▸ **STUDY MATERIAL**:
PR #972, opened 2022-11-03
Lib export refinement

SteffenHeu:
Only export top compound match, add quality parameters for the library export

### DIFF
--- a/src/main/java/io/github/mzmine/modules/io/spectraldbsubmit/batch/LibraryBatchGenerationTask.java
+++ b/src/main/java/io/github/mzmine/modules/io/spectraldbsubmit/batch/LibraryBatchGenerationTask.java
@@ -88,7 +88,7 @@ public class LibraryBatchGenerationTask extends AbstractTask {
   private final SpectralLibraryExportFormats format;
   private final Map<DBEntryField, Object> metadataMap;
   private final boolean handleChimerics;
-  private final LibraryExportQualityParameters qualityParameters;
+  private final MsMsQualityChecker msMsQualityChecker;
   private double allowedOtherSignalSum = 0d;
   private MZTolerance mzTolChimericsMainIon;
   private MZTolerance mzTolChimericsIsolation;
@@ -113,8 +113,8 @@ public class LibraryBatchGenerationTask extends AbstractTask {
         LibraryBatchGenerationParameters.metadata).getEmbeddedParameters();
     metadataMap = meta.asMap();
 
-    qualityParameters = parameters.getParameter(LibraryBatchGenerationParameters.quality)
-        .getEmbeddedParameters();
+    msMsQualityChecker = parameters.getParameter(LibraryBatchGenerationParameters.quality)
+        .getEmbeddedParameters().toQualityChecker();
 
     //
     handleChimerics = parameters.getValue(LibraryBatchGenerationParameters.handleChimerics);
@@ -193,15 +193,14 @@ public class LibraryBatchGenerationTask extends AbstractTask {
 //      final DataPoint[] dataPoints = spectra.get(i);
 
       final Scan msmsScan = scans.get(i);
-      final List<DataPoint> explainedSignals = qualityParameters.matchAndGetExplainedSignals(
+      final List<DataPoint> explainedSignals = msMsQualityChecker.matchAndGetExplainedSignals(
           msmsScan, match, row);
       if (explainedSignals == null) {
         continue;
       }
 
-      DataPoint[] dps =
-          qualityParameters.getValue(LibraryExportQualityParameters.exportExplainedSignalsOnly)
-              ? explainedSignals.toArray(DataPoint[]::new) : ScanUtils.extractDataPoints(msmsScan);
+      DataPoint[] dps = msMsQualityChecker.exportExplainedSignalsOnly() ? explainedSignals.toArray(
+          DataPoint[]::new) : ScanUtils.extractDataPoints(msmsScan);
 
       // add instrument type etc by parameter
       SpectralDBEntry entry = new SpectralDBEntry(msmsScan, match, dps);
--- a/src/main/java/io/github/mzmine/modules/io/spectraldbsubmit/batch/LibraryBatchGenerationTask.java
+++ b/src/main/java/io/github/mzmine/modules/io/spectraldbsubmit/batch/LibraryBatchGenerationTask.java
@@ -83,12 +83,12 @@ public class LibraryBatchGenerationTask extends AbstractTask {
 
   private static final Logger logger = Logger.getLogger(LibraryBatchGenerationTask.class.getName());
   private final ModularFeatureList[] flists;
-  private final int minSignals;
   private final ScanSelector scanExport;
   private final File outFile;
   private final SpectralLibraryExportFormats format;
   private final Map<DBEntryField, Object> metadataMap;
   private final boolean handleChimerics;
+  private final LibraryExportQualityParameters qualityParameters;
   private double allowedOtherSignalSum = 0d;
   private MZTolerance mzTolChimericsMainIon;
   private MZTolerance mzTolChimericsIsolation;
@@ -102,7 +102,6 @@ public class LibraryBatchGenerationTask extends AbstractTask {
   public LibraryBatchGenerationTask(final ParameterSet parameters, final Instant moduleCallDate) {
     super(null, moduleCallDate);
     flists = parameters.getValue(LibraryBatchGenerationParameters.flists).getMatchingFeatureLists();
-    minSignals = parameters.getValue(LibraryBatchGenerationParameters.minSignals);
     scanExport = parameters.getValue(LibraryBatchGenerationParameters.scanExport);
     format = parameters.getValue(LibraryBatchGenerationParameters.exportFormat);
     String exportFormat = format.getExtension();
@@ -113,6 +112,9 @@ public class LibraryBatchGenerationTask extends AbstractTask {
     LibraryBatchMetadataParameters meta = parameters.getParameter(
         LibraryBatchGenerationParameters.metadata).getEmbeddedParameters();
     metadataMap = meta.asMap();
+
+    qualityParameters = parameters.getParameter(LibraryBatchGenerationParameters.quality)
+        .getEmbeddedParameters();
 
     //
     handleChimerics = parameters.getValue(LibraryBatchGenerationParameters.handleChimerics);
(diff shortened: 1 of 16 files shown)


src/main/java/io/github/mzmine/modules/io/spectraldbsubmit/batch/LibraryBatchGenerationTask.java
```diff
@@ -183,59 +185,55 @@ private void processRow(final BufferedWriter writer, final FeatureListRow row)
...
+    var match = matches.get(0);
+
+    // filter matches
+    for (int i = 0; i < scans.size(); i++) {
+//      final DataPoint[] dataPoints = spectra.get(i);
 
-    for (var match : matches) {
-      // first entry for the same molecule reflect the most common ion type, usually M+H
-      if (Objects.equals(match.getCompoundName(), lastName)) {
+      final List<DataPoint> dataPoints = qualityParameters.matches(scans.get(i), match, row);
```
robinschmid, line 195: rename variable to explainedSignals.
method maybe matchAndGetExplainedSignals

src/main/java/io/github/mzmine/modules/io/spectraldbsubmit/batch/LibraryExportQualityParameters.java
```diff
@@ -0,0 +1,164 @@
...
+import org.openscience.cdk.tools.manipulator.MolecularFormulaManipulator;
+
+public class LibraryExportQualityParameters extends SimpleParameterSet {
+
+  public static final OptionalParameter<IntegerParameter> minNumSignals = new OptionalParameter<>(
+      new IntegerParameter("Minimum number of signals",
+          "Number of signals an MS2 must contain to be exported.", 3), true);
+
+  public static final OptionalParameter<PercentParameter> minExplainedPeaks = new OptionalParameter<>(
+      new PercentParameter("Minimum explained peaks (%)",
```
robinschmid, line 60: lets stick to signals as before

src/main/java/io/github/mzmine/modules/io/spectraldbsubmit/batch/LibraryExportQualityParameters.java
```diff
@@ -0,0 +1,164 @@
...
+          "Minimum number of explained peaks in an MSMS.", 0.4d), false);
+
+  public static final OptionalParameter<PercentParameter> minExplainedIntensity = new OptionalParameter<>(
+      new PercentParameter("Minimum explained intensity (%)",
+          "Minimum explained intensity in an MSMS.", 0.4d), false);
+
+  public static final MZToleranceParameter formulaTolerance = new MZToleranceParameter(
+      "MS/MS Formula tolerance", "m/z tolerance to assign MSMS signals to a formula.", 0.003,
```
robinschmid, line 68: Formula m/z tolerance

src/main/java/io/github/mzmine/modules/io/spectraldbsubmit/batch/LibraryExportQualityParameters.java
```diff
@@ -0,0 +1,164 @@
...
+      10.0d);
+
+  public static final BooleanParameter exportExplainedPeaksOnly = new BooleanParameter(
+      "Export explained peaks only",
```
robinschmid, line 72: signals instead of peaks

src/main/java/io/github/mzmine/modules/io/spectraldbsubmit/batch/LibraryExportQualityParameters.java
```diff
@@ -0,0 +1,164 @@
...
+      "Only explained peaks will be exported to the library spectrum.", false);
+
+  public static final BooleanParameter exportFlistNameMatchOnly = new BooleanParameter(
+      "Match compound and feature list name",
+      "Only export MS/MS spectra if the feature list name contains the compound name.");
```
robinschmid, line 77: This one seems to be more a parameter outside this quality parameters.
Maybe in the export maybe in the matching itself?

robinschmid: similar to the raw data file matching in the CSV matcher

src/main/java/io/github/mzmine/modules/io/spectraldbsubmit/batch/LibraryExportQualityParameters.java
```diff
@@ -0,0 +1,164 @@
...
+    super(new Parameter[]{minNumSignals, minExplainedPeaks, minExplainedIntensity, formulaTolerance,
+        exportExplainedPeaksOnly, exportFlistNameMatchOnly});
+  }
+
+  /**
+   * @param msmsScan   The msms scan to evaluate
+   * @param annotation The annotation to base the evaluation on
+   * @return The list of explained peaks. Null if this spectrum did not match the quality
+   * parameters. Empty list if formula parameters are disabled but the number of peaks matched the
+   * requirements.
```
robinschmid, line 89: Why empty and not just all datapoints?
The name of the method does not really tell us what it does.

src/main/java/io/github/mzmine/modules/io/spectraldbsubmit/batch/LibraryExportQualityParameters.java
```diff
@@ -0,0 +1,164 @@
...
+   */
+  public List<DataPoint> matches(final Scan msmsScan, final FeatureAnnotation annotation,
+      FeatureListRow f) {
+
+    if (getValue(LibraryExportQualityParameters.minNumSignals)
```
robinschmid, line 94: I know this is not super performance depending step... but maybe it would be cleaner and easier to maintain later.
Can you have a method in the parameters class to convert to a record LibraryQualityFilter where all the parameter values are extracted.
This way we do not have to loop through the paramerters for every lookup.  
Also it is clearer what types the values are etc.

robinschmid: the match method would then be in the record

robinschmid: Interesting option might even be to wrap the minNumSignals in an Optional, this would be very desccriptive and maybe easy to handle.
boolean and double are also good

src/main/java/io/github/mzmine/modules/io/spectraldbsubmit/batch/LibraryExportQualityParameters.java
```diff
@@ -0,0 +1,164 @@
...
+
+    final String formula = annotation != null ? annotation.getFormula() : null;
+    if (formula == null || annotation.getCompoundName() == null) {
+      return null;
+    }
+
+    if (getValue(LibraryExportQualityParameters.exportFlistNameMatchOnly) && !f.getFeatureList()
+        .getName().contains(annotation.getCompoundName())) {
+      return null;
+    }
```
robinschmid, line 108: A similar thing is done in the CSV compound matching

src/main/java/io/github/mzmine/modules/io/spectraldbsubmit/batch/LibraryExportQualityParameters.java
```diff
@@ -0,0 +1,164 @@
...
+        LibraryExportQualityParameters.formulaTolerance);
+    final IMolecularFormula molecularFormula = MolecularFormulaManipulator.getMajorIsotopeMolecularFormula(
+        formula, SilentChemObjectBuilder.getInstance());
+    final List<DataPoint> explainedSignals = new ArrayList<>();
+
+    try {
+      FormulaUtils.replaceAllIsotopesWithoutExactMass(molecularFormula);
+    } catch (IOException e) {
+      throw new RuntimeException(e);
+    }
```
robinschmid, line 120: Maybe just use the FormulaUtils.createMajorIsotopeMolFormula

SteffenHeu: For some reason it always created the formula with nonsense isotopes here. i tried to debug it, nothing helped and this fixes it.

src/main/java/io/github/mzmine/modules/io/spectraldbsubmit/batch/LibraryExportQualityParameters.java
SteffenHeu: yeah but not everyone uses it.

src/main/java/io/github/mzmine/modules/io/spectraldbsubmit/batch/LibraryExportQualityParameters.java
```diff
@@ -0,0 +1,164 @@
...
+    if (adductType.getCDKFormula() != null) {
+      molecularFormula.add(adductType.getCDKFormula());
+    }
+
+    final DataPoint[] dataPoints = ScanUtils.extractDataPoints(msmsScan);
+
+    if (getValue(LibraryExportQualityParameters.minExplainedIntensity)) {
+      MSMSScore intensityFormulaScore = MSMSIntensityScoreCalculator.evaluateMSMS(
+          msmsFormulaTolerance, molecularFormula, dataPoints, msmsScan.getPrecursorMz(),
+          msmsScan.getPrecursorCharge(), dataPoints.length);
```
robinschmid, line 132: why do we have two different calculators - they should be doign the same right? The score should just have both the matched signals and the matched intensity

SteffenHeu: could not be bother to update it because it's also used in the feature table and i'd have to update the load/save and make it compatible with existing projects. the intensity is not used anywhere else, so this was the easiest solution

src/main/java/io/github/mzmine/modules/io/spectraldbsubmit/batch/LibraryExportQualityParameters.java
robinschmid: Its exactly the same code though...

src/main/java/io/github/mzmine/modules/io/spectraldbsubmit/batch/LibraryExportQualityParameters.java
robinschmid: ok

PR #975, opened 2022-11-04
Distance of MS2 to apex

robinschmid:


src/main/java/io/github/mzmine/datamodel/features/types/numbers/RtMs2ApexDistanceType.java
```diff
@@ -0,0 +1,77 @@
...
+
+  @NotNull
+  @Override
+  public List<RowBinding> createDefaultRowBindings() {
+    return List.of();
+  }
+
+  @Override
+  public boolean getDefaultVisibility() {
+    return true;
```
SteffenHeu, line 75: No :D

SteffenHeu:
What's the purpose of this metric?

src/main/java/io/github/mzmine/datamodel/features/types/numbers/RtMs2ApexDistanceType.java
robinschmid: That was a copy paste

robinschmid:
Danny needs it to estimate how well the methods work - so how close it triggers to the apex of the peak.
I think this might be interesting overall. Could be some quality criteria for us

PR #984, opened 2022-11-08
Fixed issue where selected scan is null after normalization

tnguy271:
For this issue, https://github.com/mzmine/mzmine3/issues/925 the user was unable to do adap aligner after they normalized. This throws the error the selected scans is null.


src/main/java/io/github/mzmine/modules/dataprocessing/norm_linear/LinearNormalizerTask.java
```diff
@@ -108,6 +108,8 @@ public void run() {
         new ModularFeatureList(originalFeatureList + " " + suffix, getMemoryMapStorage(),
             originalFeatureList.getRawDataFiles());
 
+
+    originalFeatureList.getRawDataFiles().forEach(file-> normalizedFeatureList.setSelectedScans(file, file.getScans()));
```
SteffenHeu, line 112: the selected scans should be transferred from the originalFeatureList. Similar to the previous fixes.

`originalFeatureList.getRawDataFiles().forEach(file-> normalizedFeatureList.setSelectedScans(file, originalFeatureList.getSecletedScans(file)));`

SteffenHeu:
thanks @tnguy271

PR #986, opened 2022-11-09
MGF file format option for Batch and Single library export

robinschmid:
- added an MGF generator 
- added batch and single spectra support
- data points are formatted


src/main/java/io/github/mzmine/util/spectraldb/entry/DBEntryField.java
```diff
@@ -66,7 +67,7 @@ COLLISION_ENERGY, FRAGMENTATION_METHOD, ISOLATION_WINDOW, NUM_PEAKS(Integer.clas
   PRINCIPAL_INVESTIGATOR, DATA_COLLECTOR, SOFTWARE,
 
   // Dataset ID is for MassIVE or other repositories
-  DATASET_ID, USI, DATAFILE_COLON_SCAN_NUMBER, SPLASH,
+  DATASET_ID, USI, SCAN_NUMBER(Integer.class), DATAFILE_COLON_SCAN_NUMBER, SPLASH,
```
SteffenHeu, line 70: is having the scan number necessary? seems totally useless in a library entry

robinschmid: Its optional - but the idea is that the scan number, dataset_id, USI, can locate the scan in the original file in a public dataset - so that people can go back and find the original spectrum if wanted

PR #990, opened 2022-11-10
fix issue in alignment task where selected scans is null

tnguy271:


tnguy271:
@SteffenHeu Could you check this merge request?

src/main/java/io/github/mzmine/modules/dataprocessing/align_adap3/ADAP3AlignerTask.java
```diff
@@ -240,6 +240,10 @@ private FeatureList alignPeaks() {
 
     alignedPeakList.getAppliedMethods().add(new SimpleFeatureListAppliedMethod(
         ADAP3AlignerModule.class, parameters, getModuleCallDate()));
+
+
+    allDataFiles.forEach(file-> alignedPeakList.setSelectedScans(file, file.getScans()));
```
SteffenHeu, line 245: this is the same issue we discussed before, don't use all scans. Use the selected scans from the previous feautre lists used as input for this feature list.

tnguy271: @SteffenHeu I changed the logic, please let me know if it's correct. Thank you.

SteffenHeu: looks good, thanks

▸ **WORK INSTRUCTIONS**: Sift the material for lines with the string "false". Copy each one found.

▸ **YOUR RESPONSE**:
+          "Minimum number of explained peaks in an MSMS.", 0.4d), false);
+          "Minimum explained intensity in an MSMS.", 0.4d), false);
+      "Only explained peaks will be exported to the library spectrum.", false);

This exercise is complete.